→ **WHAT THE TASK REQUIRES**
Would you transcribe the line that holds "Adds support for" and all the lines below it, through the final one, exactly and with nothing else?

→ **Dataset records**
══════════════════════════════
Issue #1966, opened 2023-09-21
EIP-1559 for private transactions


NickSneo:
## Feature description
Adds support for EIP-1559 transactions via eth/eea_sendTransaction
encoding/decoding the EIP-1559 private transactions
══════════════════════════════
→ **WRITTEN SOLUTION**
Adds support for EIP-1559 transactions via eth/eea_sendTransaction
encoding/decoding the EIP-1559 private transactions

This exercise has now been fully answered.